### PROBLEM DESCRIPTION:
Each line of the data must be set down again without a single difference.

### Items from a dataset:
PR #3912, opened 2024-07-17
Update OneLocBuild process

gcampbell-msft:


gcampbell-msft:
Just a pipeline change, pushing through.

PR #3918, opened 2024-07-18
correct_inheritence_of_vendor_when_expanding

AdamBartosCodasip:

- Fix `vendor` inheritance in presets. Without this change, `vendor` fields are inherited only when the child vendor is undefined.


gcampbell-msft:
@AdamBartosCodasip We recently made some refactors and changes to the expanding of presets, could you re-assess this PR to make sure, 1) this is still necessary, and 2) whether this still does what you expect?

gcampbell-msft (changes requested):
See other comment.

kodsingalur:
This is not needed anymore. Thanks.

AdamBartosCodasip:
This is not needed anymore. Thanks.

PR #3933, opened 2024-07-24
Prevent second configure after `QuickStart` if the `automaticReconfigure` setting is enabled

### LINKED ISSUE #3910: quick start causes second configure if automaticReconfigure is enabled
One thing I noticed while testing is that line 2863 (in the new version), will technically force a second configure if the `automaticReconfigure` setting is enabled. I don't think this needs to block this PR, but it is something we should look into.

_Originally posted by @gcampbell-msft in https://github.com/microsoft/vscode-cmake-tools/pull/3853#discussion_r1662917321_

qarni:
Fixes #3910


gcampbell-msft (approved):

gcampbell-msft:
No need for re-test and re-build. Merging.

### ANSWER SECTION:
PR #3912, opened 2024-07-17
Update OneLocBuild process

gcampbell-msft:


gcampbell-msft:
Just a pipeline change, pushing through.

PR #3918, opened 2024-07-18
correct_inheritence_of_vendor_when_expanding

AdamBartosCodasip:

- Fix `vendor` inheritance in presets. Without this change, `vendor` fields are inherited only when the child vendor is undefined.


gcampbell-msft:
@AdamBartosCodasip We recently made some refactors and changes to the expanding of presets, could you re-assess this PR to make sure, 1) this is still necessary, and 2) whether this still does what you expect?

gcampbell-msft (changes requested):
See other comment.

kodsingalur:
This is not needed anymore. Thanks.

AdamBartosCodasip:
This is not needed anymore. Thanks.

PR #3933, opened 2024-07-24
Prevent second configure after `QuickStart` if the `automaticReconfigure` setting is enabled

### LINKED ISSUE #3910: quick start causes second configure if automaticReconfigure is enabled
One thing I noticed while testing is that line 2863 (in the new version), will technically force a second configure if the `automaticReconfigure` setting is enabled. I don't think this needs to block this PR, but it is something we should look into.

_Originally posted by @gcampbell-msft in https://github.com/microsoft/vscode-cmake-tools/pull/3853#discussion_r1662917321_

qarni:
Fixes #3910


gcampbell-msft (approved):

gcampbell-msft:
No need for re-test and re-build. Merging.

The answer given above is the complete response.